Compilation album by 88rising
- Released: October 11, 2019
- Recorded: 2019
- Length: 51:16
- Labels: 88rising; 12Tone;
- Producers: Various 1Mind; August 08; Rogét Chahayed; Taylor Dexter; Diamond Pistols; Don Krez; DVBBS; Flosstradamus; Gazzo; GKoop; Joji; JordanXL; Jonah Lenox; Major Lazer; Niko the Kid; Austin Ong; Stephanie Poetri; Jacob Ray; Jacob Reske; Rhyme So; Rich Brian; Wesley Singerman; Slanger; The Roommates; Isaac Valeens; Vic Wainstein; WYNNE;

88rising chronology
| Head in the Clouds (2018) | Head in the Clouds II (2019) |  |

Singles from Head in the Clouds II
- "Indigo" Released: August 13, 2019; "Just Used Music Again" Released: September 4, 2019; "Breathe" Released: September 12, 2019; "These Nights" Released: October 3, 2019; "Walking" Released: October 12, 2019;

= Head in the Clouds II =

Head in the Clouds II is the second compilation album by musical collective 88rising.
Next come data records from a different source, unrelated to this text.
PR #1374, opened 2022-06-01
Delegate kwargs when defining a method with `chain`

TylerRick:
Without this, it will raise:

     ArgumentError:
       wrong number of arguments (given 2, expected 1)

if you try to pass a keyword arg to a chain method on Ruby 3.

~In Ruby, you _must_ explicitly delegate keyword arguments. (See https://www.ruby-lang.org/en/news/2019/12/12/separation-of-positional-and-keyword-arguments-in-ruby-3-0/#delegation-ruby-3)~

### DIFF
--- a/Changelog.md
+++ b/Changelog.md
@@ -1,6 +1,10 @@
 ### Development
 [Full Changelog](http://github.com/rspec/rspec-expectations/compare/v3.12.0...main)
 
+Bug Fixes:
+
+* Fix keyword arguments delegation for `chain` in custom matchers. (Tyler Rick, #1374)
+
 ### 3.12.0 / 2022-10-26
 [Full Changelog](http://github.com/rspec/rspec-expectations/compare/v3.11.1...v3.12.0)
 
--- a/lib/rspec/matchers/dsl.rb
+++ b/lib/rspec/matchers/dsl.rb
@@ -306,6 +306,7 @@ module RSpec
             @chained_method_clauses.push([method_name, args])
             self
           end
+          ruby2_keywords method_name if respond_to?(:ruby2_keywords, true)
         end
 
         def assign_attributes(attr_names)
--- a/spec/rspec/matchers/dsl_spec.rb
+++ b/spec/rspec/matchers/dsl_spec.rb
@@ -354,9 +354,17 @@ module RSpec::Matchers::DSL
             (to_match <= five) || greater_than_ceiling(to_match) && not_divisible_by_divisor?(to_match)
           end
 
-          chain :and_smaller_than do |ceiling, inclusive: false|
-            @ceiling = ceiling
-            @ceiling_inclusive = inclusive
+          if RSpec::Support::RubyFeatures.kw_args_supported?
+            binding.eval(<<-CODE, __FILE__, __LINE__)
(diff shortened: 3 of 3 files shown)


pirj:
> if you try to pass a keyword arg to a chain method on Ruby 3.

As you may see, `**opts` delegation isn't really the best option. See https://eregon.me/blog/2021/02/13/correct-delegation-in-ruby-2-27-3.html for more details.

A correct way to fix this is:
image

May I kindly ask you to separate the fix for this case from
```diff
- @divisor % to_match == 0
+ to_match % @divisor == 0
```
fixes? And potentially add an example that would indicate that the previous implementation was incorrect.

TylerRick:
> As you may see, `**opts` delegation isn't really the best option. See https://eregon.me/blog/2021/02/13/correct-delegation-in-ruby-2-27-3.html for more details.
> 
> A correct way to fix this is: image

Good catch — thanks for the link! Pushed up a fixed commit.

Minor clarification: `**opts` delegation _is_ the best option if/when you only needs to support Ruby 3+ (i.e., as soon as we drop support for Ruby 2 someday :smile:), like I can do when developing _apps_. But in a library like this, yeah, you are right.
 
---

> May I kindly ask you to separate the fix for this case from
> 
> ```diff
> - @divisor % to_match == 0
> + to_match % @divisor == 0
> ```
> 
> fixes? And potentially add an example that would indicate that the previous implementation was incorrect.

I would be happy to, except that breaks my test.
The example I added here actually _does_ indicate that the previous implementation was incorrect. Without the fix, it fails with:

```
     Failure/Error: expect(10).to match
       expected 10 to be bigger than 5 and smaller than 10 and {:inclusive=>true} and divisible by 1
```
As you can see, 10 is divisible by 1.

I would rather just _leave off_ the `and_divisible_by(1)` part of this line altogether:
```
  match = matcher.and_smaller_than(10, inclusive: true).and_divisible_by(1)
```
since it's the test would be simpler without it, but when I tried that, it raised:

```ruby
     TypeError:
       nil can't be coerced into Integer
     # ./spec/rspec/matchers/dsl_spec.rb:381:in `%'
```

I considered doing further refactoring to make the `and_divisible_by` chain optional (as it should be), but figured that would cause a maintainer to complain about out-of-scope changes and that the bug-fix option I opted for instead would be just as trivial, and more appreciated.

Rather than wasting more time strategizing how best to incorporate this trivial test bug fix, may we please just include it here?

Or, if you'd prefer, would you mind just fixing the tests to however you'd like them? (I enabled the "Allow edits" option.)

pirj:
> just fix it now

Let's go for it :+1:

pirj:
```
 SyntaxError:
  /__w/rspec-expectations/rspec-expectations/spec/rspec/matchers/dsl_spec.rb:357: syntax error, unexpected tLABEL
            chain :and_smaller_than do |ceiling, inclusive: false|
```

I suggest extracting those specs with the matcher involving block kwargs into a separate one, as we still support Ruby < 2.
You can put it inside `binding.eval(<<-CODE, __FILE__, __LINE__)` as some other examples do.

JonRowe:
Migrated to the monorepo as rspec/rspec#130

It was released through 88rising and 12Tone Music on October 11, 2019. Guest appearances include Chungha, Phum Viphurit, Generations from Exile Tribe, GoldLink, Jackson Wang, Swae Lee, Major Lazer, Rhyme So, and Barney Bones.

== Promotion ==
On August 17, 2019, 88rising held their "Head in the Clouds" festival for the second year in a row at the Los Angeles State Historic Park. Just three days prior, they released "Indigo" as the first single off their upcoming second iteration of the collaborative album. They announced that the creative design of the album would be led by Japanese sci-fi illustrator Hajime Sorayama and executive production of the album would be led by Joji.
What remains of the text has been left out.